[Collected data entries]
PR #16057, opened 2018-09-17
SUS-5819 | separate fastcgi_read_timeout for mediawiki-tasks

pwojcik86:
https://wikia-inc.atlassian.net/browse/SUS-5819

This PR separates `fastcgi_read_timeout` configuration for `mediawiki-prod` and `mediawiki-tasks`. This allows setting a longer timeout (3600s) for tasks.


macbre (approved):

docker/prod/Dockerfile-nginx
```diff
@@ -18,5 +18,8 @@ ADD extensions /usr/wikia/slot1/current/src/extensions
 
 USER nginx
 
-# validate configuration files for syntax errors
-RUN nginx -c /etc/nginx/nginx.conf -t
```
mszabo-wikia, line 22: why was it removed?

pwojcik86: After this change site configuration is available only at runtime, so this would test only `nginx.conf` without includes.

xkxd (approved):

## Work instructions
Reproduce exactly, and only, the lines from the start of the entries through the one that contains "This PR separates".

## Exercise output
PR #16057, opened 2018-09-17
SUS-5819 | separate fastcgi_read_timeout for mediawiki-tasks

pwojcik86:
https://wikia-inc.atlassian.net/browse/SUS-5819

This PR separates `fastcgi_read_timeout` configuration for `mediawiki-prod` and `mediawiki-tasks`. This allows setting a longer timeout (3600s) for tasks.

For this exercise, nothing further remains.